The stairs creak and I venture farther into my bedroom so I don’t look guilty of eavesdropping. I’m at the window when Mom leans against the door frame, a wistful smile on her lips. “This used to be my room when I stayed here.” Her eyes dart from corner to corner before settling on the bed, adorned with a green leaf comforter. “I slept in that.”
“It’s small.” Almost too small to be called twin-sized.
“Let me know how the mattress is. We might have to invest in a new one. Nothing’s been updated here in decades.” She wanders over to gingerly sit on the window bench, as if testing it. “Uncle Merv built this for me when I was eight. I’d sit here and read for hours.” She smooths a hand over a bookcase. “They could use a new coat of paint.”
“Everything in here could,” I mumble.
“That’s a good idea! Let’s go to the paint store tomorrow morning and pick out a color. You know, freshen this place up a bit. What do you think?”
“Indigo blue?” I raise a questioning eyebrow.
Mom’s nose crinkles. “What about something more bright and cheery?”
I shrug. “I like dark and moody.” My gaze drifts over the slanted ceiling. “I think it’d look good. Kind of like a nighttime sky.”
Mom’s eyes trail mine, as if reconsidering her objection. “Yeah, okay. We could get those glow-in-the-dark stickers you like.”
I bite my tongue against the urge to remind her that I’m not five anymore.
Mom rises and wanders back slowly, opening the desk drawers on her way past. “This will work for your homework, right?”
“I don’t do homework at a desk.”
“What? Of course you do! You had that little purple lamp that we’d shine on the wall at night. Remember, shadow puppets?” She uses her hands to mime the shape for a dog.
“That was when I was, like, eight.” I’ve been doin
g my homework at the kitchen island or sitting cross-legged on my bed for years now. Mom’s never been around to notice though, too busy at the law firm or buried under a stack of legal paperwork in her home office.
“Right.” Her head bows, and the guilt radiates from her. “Things are going to change, Aria. You have a new school; you’ll have new friends. I can’t write the Ontario bar exam until March so I’ll be around all the time for the next seven months. So much, you’ll be sick of me.” She laughs. “And even when I go back to work, I’ll make sure I’m only working part-time, so I’m more”—her throat bobs with a hard swallow—“involved in your life.

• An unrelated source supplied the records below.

PR #136, opened 2020-07-24
Button

Sami-2000:
Make the homepage button dependent on user auth status. It will now display the same message and links as the button in the navbar.


src/main/webapp/index.html
```diff
@@ -10,7 +10,8 @@
 <div class="container">
   <h1 class="display-2 mb-5 mt-5 text-center">The Open Source Community is for <span class="emphasis">Everyone</span></h1>
   <!-- TODO: Change button text/link depending on user authorization. -->
```
Richie78321, line 12: Can we remove this now?
```suggestion
```

src/main/webapp/index.html
```diff
@@ -10,7 +10,8 @@
...
-  <div class="d-flex justify-content-center"><div class="btn btn-emphasis mt-5 mb-5 text-center btn-lg btn-block btn-main">Create a Profile!</div></div>
+  <!-- <div class="btn btn-emphasis mt-5 mb-5 text-center btn-lg btn-block btn-main">Create a Profile!</div> -->
```
Richie78321, line 13: Is there a reason this is still here? If not, can we remove it?
```suggestion
```

src/main/webapp/js/common/react/index.js
```diff
@@ -0,0 +1,21 @@
+import {DataFetcher} from './components/DataFetcher.js';
+import {AuthButton} from './components/AuthButton.js';
+import {authDataFetch} from '../../auth_check.js';
+
+
+function renderButton(dataFetcher) {
```
Richie78321, line 6: Can we fix this and below linter errors?

src/main/webapp/index.html
Obinnabii, line 13: could we remove this commented code?

src/main/webapp/index.html
```diff
@@ -10,7 +10,8 @@
...
+  <div id="button-container" class="d-flex justify-content-center"></div>
```
Richie78321, line 14: nit: It might be worth making this id a bit more specific (keep in mind you would need to change it in the JS below too)
```suggestion
  <div id="auth-button-container" class="d-flex justify-content-center"></div>
```

src/main/webapp/index.html
Sami-2000: Oh yes oc!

Things are going to change. For both of us. I promise.”
I could say things now—namely, that none of what happened was her fault, that it was all mine—my thoughts, my feelings, my choices. But, just like her, I am ready to put the past behind me.
“They kind of already have?” I hold my hands out to gesture at my new room in this sad little white hovel, a far cry from the sizable house we left outside Calgary. But here, three provinces away, I’m not that same girl. My name’s not even the same, now that I’ve legally changed it to take my mother’s maiden name. My dad didn’t bat an eye when we set the paperwork and a pen in front of him. That’s when I knew he’d already all but disowned me.
“You’re right, they have. And we have a lot to do around here to get this place back in shape.” She sighs, catching a cobweb that dangles from a corner with her finger. “I knew Uncle Merv was having a hard time adjusting to bachelor life but Aunt Connie must be rolling in her grave.” She rubs a hand over her weary eyes. “Get some sleep. We have a busy day tomorrow.” She drops her voice to a whisper. “God knows how long it will take to find the corpse of whatever died down there.”